ML classification margin kernel trick supervised

The big idea — the widest street

Many lines can separate two classes. A support vector machine picks the one that leaves the widest empty street between them.

That street is called the margin, and its centre line is the decision boundary (a hyperplane in higher dimensions). Maximising the margin gives the boundary the most breathing room, which tends to make it generalise better to new points.

Support vectors

Only the points sitting right on the edges of the street matter — they "support" the boundary. Move any other point and nothing changes. That's why it's called a support vector machine.

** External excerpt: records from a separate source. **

PR #143, opened 2020-01-04
`cargo-spatial` error handling consolidation

jamiebrynes7:
Following on from #139, this PR implements the same approach for the rest of the commands. In doing so, we generalise the error struct into its own module.

### DIFF
--- a/cargo-spatial/src/errors.rs
+++ b/cargo-spatial/src/errors.rs
@@ -1,15 +1,14 @@
 use serde::export::Formatter;
-use std::error::Error;
 use std::fmt::{Debug, Display};
 
 #[derive(Debug)]
-pub struct WrappedError<T: Display + Debug> {
+pub struct Error<T: Display + Debug> {
     pub kind: T,
     pub msg: String,
-    pub inner: Option<Box<dyn Error>>,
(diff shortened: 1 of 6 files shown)


cargo-spatial/src/errors.rs
```diff
@@ -0,0 +1,28 @@
+use serde::export::Formatter;
+use std::error::Error;
+use std::fmt::{Debug, Display};
+
+#[derive(Debug)]
+pub struct WrappedError<T: Display + Debug> {
+    pub kind: T,
+    pub msg: String,
+    pub inner: Option<Box<dyn Error>>,
+}
```
randomPoison: I kind of like this approach of having a generic struct plus a more context-specific enum 😁

It might be better to name it `Error`, though, instead of `WrappedError`. The general pattern for error types for rust is an `Error` struct plus an `ErrorKind` enum. In this case, you've made the `Error` struct generic over a couple different `ErrorKind` enums, but it's still effectively playing the role as the `Error` struct. It's not really a "wrapper" from the user's perspective.

jamiebrynes7: Yeah that makes sense :)

PR #145, opened 2020-01-09
Capture errors in vtable deserialization

randomPoison:
> Part of #121 

Updates vtable deserialization to capture errors and forward them to the user for handling. This allows user code to include special handling for the case that another worker is sending invalid schema data.

To make this change, I have moved the "user handle" abstraction into a dedicated `handle` module, and made some tweaks to how we represent user handles. Specifically:

* A user handle now always contains a `schema::Result<T>`, rather than a raw `T`. This is necessary because the vtable functions need to be written such that they assume they are receiving a `Result<T>`, so all places that create a user handle must provide a `Result<T>`, even if error handling isn't strictly necessary in this case. This invariant is enforced by the `handle::new` and `handle::new_raw` functions.
* Handles are now represented as an `Arc<dyn Any>`. This allows us to more cleanly represent untyped data in Rust-land without having to resort to raw pointers. `Entity` has (not yet) been updated to take advantage of this.


randomPoison:
After some discussion, we've decided to move away from using vtables entirely, so this PR is no longer relevant.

Watch the margin form, then the kernel lift

The animation starts with several valid separators, settles on the maximum-margin one, highlights the support vectors, then shows the trick that rescues data no straight line can split.

Hard margin vs soft margin

Real data is messy — a perfect gap rarely exists. SVMs add a knob, C, that trades off margin width against mistakes.

Hard margin no mistakes allowed

Demands perfect separation. Brittle — one noisy point can break it or shrink the margin to nothing.

Soft margin (large C) few mistakes

Punishes misclassifications heavily → narrow margin, low bias, risk of overfitting.

Soft margin (small C) tolerant

Allows some points inside the street → wider margin, smoother boundary, more robust.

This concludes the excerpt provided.